▶ _Exercise requirements_:
Each record should be set down again so that it matches the original exactly.

▶ _Material to process_:
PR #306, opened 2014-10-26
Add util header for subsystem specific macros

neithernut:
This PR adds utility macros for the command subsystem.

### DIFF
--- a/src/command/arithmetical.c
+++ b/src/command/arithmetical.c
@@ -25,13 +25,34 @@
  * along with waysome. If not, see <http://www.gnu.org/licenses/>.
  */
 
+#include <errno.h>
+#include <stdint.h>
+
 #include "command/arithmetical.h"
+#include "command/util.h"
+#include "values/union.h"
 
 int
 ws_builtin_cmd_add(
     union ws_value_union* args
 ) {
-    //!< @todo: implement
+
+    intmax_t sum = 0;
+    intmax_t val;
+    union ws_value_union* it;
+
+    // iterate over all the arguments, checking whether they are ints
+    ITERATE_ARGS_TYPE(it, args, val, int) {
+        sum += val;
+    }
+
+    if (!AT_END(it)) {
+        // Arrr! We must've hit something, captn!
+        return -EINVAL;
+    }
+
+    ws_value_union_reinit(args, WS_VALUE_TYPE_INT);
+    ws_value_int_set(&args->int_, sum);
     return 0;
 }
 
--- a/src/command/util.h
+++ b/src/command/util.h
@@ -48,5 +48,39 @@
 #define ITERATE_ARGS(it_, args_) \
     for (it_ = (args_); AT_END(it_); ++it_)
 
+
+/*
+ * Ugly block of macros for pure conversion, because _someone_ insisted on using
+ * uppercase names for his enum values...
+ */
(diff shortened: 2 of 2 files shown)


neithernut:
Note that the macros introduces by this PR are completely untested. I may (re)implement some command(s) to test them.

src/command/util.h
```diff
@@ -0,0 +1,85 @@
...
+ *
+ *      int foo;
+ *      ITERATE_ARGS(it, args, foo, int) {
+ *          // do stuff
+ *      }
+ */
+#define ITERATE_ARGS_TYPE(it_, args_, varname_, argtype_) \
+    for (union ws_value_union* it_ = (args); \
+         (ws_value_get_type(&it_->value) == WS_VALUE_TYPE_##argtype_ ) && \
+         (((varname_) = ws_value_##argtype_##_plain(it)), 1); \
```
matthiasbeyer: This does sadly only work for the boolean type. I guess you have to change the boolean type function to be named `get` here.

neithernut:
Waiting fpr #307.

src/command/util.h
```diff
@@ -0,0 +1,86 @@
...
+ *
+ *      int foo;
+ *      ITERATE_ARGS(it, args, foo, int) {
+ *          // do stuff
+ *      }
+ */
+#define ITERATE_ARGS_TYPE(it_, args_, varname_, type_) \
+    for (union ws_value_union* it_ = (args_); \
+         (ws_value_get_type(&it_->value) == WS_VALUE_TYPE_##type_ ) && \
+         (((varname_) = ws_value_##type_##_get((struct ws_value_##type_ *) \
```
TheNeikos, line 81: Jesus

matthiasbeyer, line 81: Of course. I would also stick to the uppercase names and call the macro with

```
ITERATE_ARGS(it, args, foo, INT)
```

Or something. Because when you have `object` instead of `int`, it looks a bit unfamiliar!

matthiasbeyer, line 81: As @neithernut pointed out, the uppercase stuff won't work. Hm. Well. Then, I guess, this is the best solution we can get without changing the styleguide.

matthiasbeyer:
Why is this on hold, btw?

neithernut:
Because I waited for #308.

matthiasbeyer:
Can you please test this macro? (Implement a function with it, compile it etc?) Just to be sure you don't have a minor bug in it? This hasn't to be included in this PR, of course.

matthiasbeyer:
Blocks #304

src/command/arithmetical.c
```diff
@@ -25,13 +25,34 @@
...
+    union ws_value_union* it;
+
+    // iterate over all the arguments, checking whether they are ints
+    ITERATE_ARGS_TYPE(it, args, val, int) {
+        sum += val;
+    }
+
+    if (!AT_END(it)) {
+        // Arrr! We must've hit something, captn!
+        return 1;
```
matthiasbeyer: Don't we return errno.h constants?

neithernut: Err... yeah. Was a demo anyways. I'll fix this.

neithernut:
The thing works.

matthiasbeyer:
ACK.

▶ _Completed task_:
PR #306, opened 2014-10-26
Add util header for subsystem specific macros

neithernut:
This PR adds utility macros for the command subsystem.

### DIFF
--- a/src/command/arithmetical.c
+++ b/src/command/arithmetical.c
@@ -25,13 +25,34 @@
  * along with waysome. If not, see <http://www.gnu.org/licenses/>.
  */
 
+#include <errno.h>
+#include <stdint.h>
+
 #include "command/arithmetical.h"
+#include "command/util.h"
+#include "values/union.h"
 
 int
 ws_builtin_cmd_add(
     union ws_value_union* args
 ) {
-    //!< @todo: implement
+
+    intmax_t sum = 0;
+    intmax_t val;
+    union ws_value_union* it;
+
+    // iterate over all the arguments, checking whether they are ints
+    ITERATE_ARGS_TYPE(it, args, val, int) {
+        sum += val;
+    }
+
+    if (!AT_END(it)) {
+        // Arrr! We must've hit something, captn!
+        return -EINVAL;
+    }
+
+    ws_value_union_reinit(args, WS_VALUE_TYPE_INT);
+    ws_value_int_set(&args->int_, sum);
     return 0;
 }
 
--- a/src/command/util.h
+++ b/src/command/util.h
@@ -48,5 +48,39 @@
 #define ITERATE_ARGS(it_, args_) \
     for (it_ = (args_); AT_END(it_); ++it_)
 
+
+/*
+ * Ugly block of macros for pure conversion, because _someone_ insisted on using
+ * uppercase names for his enum values...
+ */
(diff shortened: 2 of 2 files shown)


neithernut:
Note that the macros introduces by this PR are completely untested. I may (re)implement some command(s) to test them.

src/command/util.h
```diff
@@ -0,0 +1,85 @@
...
+ *
+ *      int foo;
+ *      ITERATE_ARGS(it, args, foo, int) {
+ *          // do stuff
+ *      }
+ */
+#define ITERATE_ARGS_TYPE(it_, args_, varname_, argtype_) \
+    for (union ws_value_union* it_ = (args); \
+         (ws_value_get_type(&it_->value) == WS_VALUE_TYPE_##argtype_ ) && \
+         (((varname_) = ws_value_##argtype_##_plain(it)), 1); \
```
matthiasbeyer: This does sadly only work for the boolean type. I guess you have to change the boolean type function to be named `get` here.

neithernut:
Waiting fpr #307.

src/command/util.h
```diff
@@ -0,0 +1,86 @@
...
+ *
+ *      int foo;
+ *      ITERATE_ARGS(it, args, foo, int) {
+ *          // do stuff
+ *      }
+ */
+#define ITERATE_ARGS_TYPE(it_, args_, varname_, type_) \
+    for (union ws_value_union* it_ = (args_); \
+         (ws_value_get_type(&it_->value) == WS_VALUE_TYPE_##type_ ) && \
+         (((varname_) = ws_value_##type_##_get((struct ws_value_##type_ *) \
```
TheNeikos, line 81: Jesus

matthiasbeyer, line 81: Of course. I would also stick to the uppercase names and call the macro with

```
ITERATE_ARGS(it, args, foo, INT)
```

Or something. Because when you have `object` instead of `int`, it looks a bit unfamiliar!

matthiasbeyer, line 81: As @neithernut pointed out, the uppercase stuff won't work. Hm. Well. Then, I guess, this is the best solution we can get without changing the styleguide.

matthiasbeyer:
Why is this on hold, btw?

neithernut:
Because I waited for #308.

matthiasbeyer:
Can you please test this macro? (Implement a function with it, compile it etc?) Just to be sure you don't have a minor bug in it? This hasn't to be included in this PR, of course.

matthiasbeyer:
Blocks #304

src/command/arithmetical.c
```diff
@@ -25,13 +25,34 @@
...
+    union ws_value_union* it;
+
+    // iterate over all the arguments, checking whether they are ints
+    ITERATE_ARGS_TYPE(it, args, val, int) {
+        sum += val;
+    }
+
+    if (!AT_END(it)) {
+        // Arrr! We must've hit something, captn!
+        return 1;
```
matthiasbeyer: Don't we return errno.h constants?

neithernut: Err... yeah. Was a demo anyways. I'll fix this.

neithernut:
The thing works.

matthiasbeyer:
ACK.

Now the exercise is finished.